PR #1150, opened 2025-07-07
feat: request body limit

### LINKED ISSUE #859: Limit upload size
### Describe the feature

I use nuxt for my api.
I am only reading a password from a post request body. But if I upload a large file (>2GB) it loads everything into ram.

Is there a way to close the request after e.g. 1kb?

### Additional information

productdevbook:
## Summary
This PR introduces a new plugin system for limiting request body sizes in H3 applications, addressing the issue raised in #859.

## Features
- 🔌 Plugin-based approach for flexible body size limiting
- 🎯 Route-specific limits with include/exclude patterns
- ⚡ Performance-optimized with Content-Length header checking
- 🧪 Comprehensive test coverage

## Usage
```js
import { defineBodySizeLimitPlugin } from "h3";

const bodySizeLimit = defineBodySizeLimitPlugin({
  maxSize: 1024 * 1024, // 1MB
  routes: ["/api/upload", /^\/api\/files/],
  exclude: ["/api/large-upload"]
});

app.register(bodySizeLimit);
```

## Why Plugin Approach?
Instead of adding `maxBodySize` directly to route definitions, this plugin approach provides:
- Better performance (no overhead when not needed)
- More flexibility (apply to multiple routes at once)
- Cleaner separation of concerns
- Easy to enable/disable globally

## Test Coverage
- ✅ Global body size limiting
- ✅ Route-specific limiting with patterns
- ✅ Route exclusion functionality
- ✅ Integration with `defineRoute`

Closes #859

### DIFF
--- a/test/unit/package.test.ts
+++ b/test/unit/package.test.ts
@@ -27,6 +27,7 @@ describe("h3 package", () => {
         "createEventStream",
         "createRouter",
         "defaultContentType",
+        "defineBodySizeLimitPlugin",
         "defineEventHandler",
         "defineHandler",
         "defineLazyEventHandler",


src/utils/body-limit.ts
```diff
@@ -0,0 +1,86 @@
...
+ * ```
+ */
+export function defineBodySizeLimitPlugin(
+  options: BodySizeLimitOptions,
+): H3Plugin {
+  return (h3) => {
+    h3.use(
+      defineMiddleware(async (event: H3Event) => {
+        const url = event.req.url;
+        const path = url ? new URL(url, "http://localhost").pathname : "/";
```
OskarLebuda, line 45: Creating a new `URL` object for every request is computationally expensive - it involves parsing the entire URL structure, validating components, and creating multiple internal objects.
This operation can be 5–10x slower than simple string operations when you're only trying to extract the pathname.

You can optimize it by using the utility from `srvx`:
[https://github.com/h3js/srvx/blob/main/src/\_url.ts](https://github.com/h3js/srvx/blob/main/src/_url.ts)
or just go with something like:

```ts
event.req.url?.split('?')[0] || '/'
```

src/utils/body-limit.ts
```diff
@@ -0,0 +1,86 @@
...
+
+        // Check if route should be excluded
+        if (options.exclude) {
+          for (const pattern of options.exclude) {
+            if (typeof pattern === "string" && path === pattern) return;
+            if (pattern instanceof RegExp && pattern.test(path)) return;
+          }
+        }
```
OskarLebuda, line 53: The code currently performs a linear search through all exclude patterns on every single request, which gets slower as the number of patterns increases.

It’s also repeatedly doing type checks like `(typeof pattern === "string")` for the same patterns on every request.
You can optimize this by pre-processing the patterns during plugin initialization - split them into two collections:

* A `Set` for string patterns (for O(1) lookup)
* An array for `RegExp` patterns

This way, you eliminate runtime type checking and significantly improve string matching performance.

src/utils/body-limit.ts
```diff
@@ -0,0 +1,86 @@
...
+          const size = Number.parseInt(contentLength, 10);
+          if (!Number.isNaN(size) && size > options.maxSize) {
+            throw new HTTPError({
+              status: 413,
+              statusText: "Payload Too Large",
+              message: `Request body size ${size} exceeds the limit of ${options.maxSize} bytes`,
+            });
+          }
+        }
+      }),
```
OskarLebuda, line 83: The current implementation only validates the `Content-Length` header, which can be missing in chunked transfer encoding, deliberately omitted, or even falsified by malicious clients to bypass the limit. This creates a significant security vulnerability where large payloads can still get through.

OskarLebuda (changes requested):

src/utils/body-limit.ts
```diff
@@ -0,0 +1,86 @@
...
+ * const bodySizeLimit = defineBodySizeLimitPlugin({
+ *   maxSize: 1024 * 1024, // 1MB
+ *   routes: ["/api/upload", /^\/api\/files/],
+ *   exclude: ["/api/large-upload"]
+ * });
+ *
+ * app.register(bodySizeLimit);
+ * ```
+ */
+export function defineBodySizeLimitPlugin(
```
pi0, line 38: It should be a `middleware` not a plugin to apply in places needed.

With middleware, pattern and route matching can be defined also on definition therefore we do not need to (re)implement logic inside this utility.

src/utils/body-limit.ts
pi0: https://github.com/h3js/h3/pull/1150/files#r2189726225, middleware itself should not add extra logic for route matching

src/utils/body-limit.ts
pi0: https://github.com/h3js/h3/pull/1150/files#r2189726225

src/utils/body-limit.ts
```diff
@@ -0,0 +1,86 @@
...
+            if (pattern instanceof RegExp && pattern.test(path)) {
+              matches = true;
+              break;
+            }
+          }
+          if (!matches) return;
+        }
+
+        // Check Content-Length header first
+        const contentLength = event.req.headers.get("content-length");
```
pi0, line 72: This is not a safe implementation as @OskarLebuda pointed out. `content-length` can be faked. 

We need to both check header and transform body stream into another controller that force-stops reading body as soon as max length is reached.

src/utils/body-limit.ts
pi0: https://github.com/h3js/h3/pull/1150/files#r2189537524

pi0:
Thanks for PR again my dear friend. Similar implementation added in #1222

PR #1152, opened 2025-07-08
feat: log unhandled errors

### LINKED ISSUE #1151: errors thrown in handlers cannot be debugged
### Environment

2.0.0-20250702-142007-a8a12f8 + nodejs 23.11.0

### Reproduction

```ts
import { serve, H3 } from "h3";

const app = new H3();

app.get("/", (e) => {
	throw new Error("hello");
});

serve(app);
```

### Describe the bug

response:
```json
{ "status": 500, "unhandled": true, "message": "HTTPError" }
```
console: *nothing*

### Additional context

when `debug` is set to `true`, the response will include the error stack which is good.
i think the error should be logged to the console regardless of the `debug` value.

### Logs

```sh

```

huseeiin:
fix #1151 by logging unhandled errors to the console (in despite of `debug`)


huseeiin:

● ● ●

* [What is being asked]: Return every line of the material word for word.

* [Task output]:
PR #1150, opened 2025-07-07
feat: request body limit

### LINKED ISSUE #859: Limit upload size
### Describe the feature

I use nuxt for my api.
I am only reading a password from a post request body. But if I upload a large file (>2GB) it loads everything into ram.

Is there a way to close the request after e.g. 1kb?

### Additional information

productdevbook:
## Summary
This PR introduces a new plugin system for limiting request body sizes in H3 applications, addressing the issue raised in #859.

## Features
- 🔌 Plugin-based approach for flexible body size limiting
- 🎯 Route-specific limits with include/exclude patterns
- ⚡ Performance-optimized with Content-Length header checking
- 🧪 Comprehensive test coverage

## Usage
```js
import { defineBodySizeLimitPlugin } from "h3";

const bodySizeLimit = defineBodySizeLimitPlugin({
  maxSize: 1024 * 1024, // 1MB
  routes: ["/api/upload", /^\/api\/files/],
  exclude: ["/api/large-upload"]
});

app.register(bodySizeLimit);
```

## Why Plugin Approach?
Instead of adding `maxBodySize` directly to route definitions, this plugin approach provides:
- Better performance (no overhead when not needed)
- More flexibility (apply to multiple routes at once)
- Cleaner separation of concerns
- Easy to enable/disable globally

## Test Coverage
- ✅ Global body size limiting
- ✅ Route-specific limiting with patterns
- ✅ Route exclusion functionality
- ✅ Integration with `defineRoute`

Closes #859

### DIFF
--- a/test/unit/package.test.ts
+++ b/test/unit/package.test.ts
@@ -27,6 +27,7 @@ describe("h3 package", () => {
         "createEventStream",
         "createRouter",
         "defaultContentType",
+        "defineBodySizeLimitPlugin",
         "defineEventHandler",
         "defineHandler",
         "defineLazyEventHandler",


src/utils/body-limit.ts
```diff
@@ -0,0 +1,86 @@
...
+ * ```
+ */
+export function defineBodySizeLimitPlugin(
+  options: BodySizeLimitOptions,
+): H3Plugin {
+  return (h3) => {
+    h3.use(
+      defineMiddleware(async (event: H3Event) => {
+        const url = event.req.url;
+        const path = url ? new URL(url, "http://localhost").pathname : "/";
```
OskarLebuda, line 45: Creating a new `URL` object for every request is computationally expensive - it involves parsing the entire URL structure, validating components, and creating multiple internal objects.
This operation can be 5–10x slower than simple string operations when you're only trying to extract the pathname.

You can optimize it by using the utility from `srvx`:
[https://github.com/h3js/srvx/blob/main/src/\_url.ts](https://github.com/h3js/srvx/blob/main/src/_url.ts)
or just go with something like:

```ts
event.req.url?.split('?')[0] || '/'
```

src/utils/body-limit.ts
```diff
@@ -0,0 +1,86 @@
...
+
+        // Check if route should be excluded
+        if (options.exclude) {
+          for (const pattern of options.exclude) {
+            if (typeof pattern === "string" && path === pattern) return;
+            if (pattern instanceof RegExp && pattern.test(path)) return;
+          }
+        }
```
OskarLebuda, line 53: The code currently performs a linear search through all exclude patterns on every single request, which gets slower as the number of patterns increases.

It’s also repeatedly doing type checks like `(typeof pattern === "string")` for the same patterns on every request.
You can optimize this by pre-processing the patterns during plugin initialization - split them into two collections:

* A `Set` for string patterns (for O(1) lookup)
* An array for `RegExp` patterns

This way, you eliminate runtime type checking and significantly improve string matching performance.

src/utils/body-limit.ts
```diff
@@ -0,0 +1,86 @@
...
+          const size = Number.parseInt(contentLength, 10);
+          if (!Number.isNaN(size) && size > options.maxSize) {
+            throw new HTTPError({
+              status: 413,
+              statusText: "Payload Too Large",
+              message: `Request body size ${size} exceeds the limit of ${options.maxSize} bytes`,
+            });
+          }
+        }
+      }),
```
OskarLebuda, line 83: The current implementation only validates the `Content-Length` header, which can be missing in chunked transfer encoding, deliberately omitted, or even falsified by malicious clients to bypass the limit. This creates a significant security vulnerability where large payloads can still get through.

OskarLebuda (changes requested):

src/utils/body-limit.ts
```diff
@@ -0,0 +1,86 @@
...
+ * const bodySizeLimit = defineBodySizeLimitPlugin({
+ *   maxSize: 1024 * 1024, // 1MB
+ *   routes: ["/api/upload", /^\/api\/files/],
+ *   exclude: ["/api/large-upload"]
+ * });
+ *
+ * app.register(bodySizeLimit);
+ * ```
+ */
+export function defineBodySizeLimitPlugin(
```
pi0, line 38: It should be a `middleware` not a plugin to apply in places needed.

With middleware, pattern and route matching can be defined also on definition therefore we do not need to (re)implement logic inside this utility.

src/utils/body-limit.ts
pi0: https://github.com/h3js/h3/pull/1150/files#r2189726225, middleware itself should not add extra logic for route matching

src/utils/body-limit.ts
pi0: https://github.com/h3js/h3/pull/1150/files#r2189726225

src/utils/body-limit.ts
```diff
@@ -0,0 +1,86 @@
...
+            if (pattern instanceof RegExp && pattern.test(path)) {
+              matches = true;
+              break;
+            }
+          }
+          if (!matches) return;
+        }
+
+        // Check Content-Length header first
+        const contentLength = event.req.headers.get("content-length");
```
pi0, line 72: This is not a safe implementation as @OskarLebuda pointed out. `content-length` can be faked. 

We need to both check header and transform body stream into another controller that force-stops reading body as soon as max length is reached.

src/utils/body-limit.ts
pi0: https://github.com/h3js/h3/pull/1150/files#r2189537524

pi0:
Thanks for PR again my dear friend. Similar implementation added in #1222

PR #1152, opened 2025-07-08
feat: log unhandled errors

### LINKED ISSUE #1151: errors thrown in handlers cannot be debugged
### Environment

2.0.0-20250702-142007-a8a12f8 + nodejs 23.11.0

### Reproduction

```ts
import { serve, H3 } from "h3";

const app = new H3();

app.get("/", (e) => {
	throw new Error("hello");
});

serve(app);
```

### Describe the bug

response:
```json
{ "status": 500, "unhandled": true, "message": "HTTPError" }
```
console: *nothing*

### Additional context

when `debug` is set to `true`, the response will include the error stack which is good.
i think the error should be logged to the console regardless of the `debug` value.

### Logs

```sh

```

huseeiin:
fix #1151 by logging unhandled errors to the console (in despite of `debug`)


huseeiin:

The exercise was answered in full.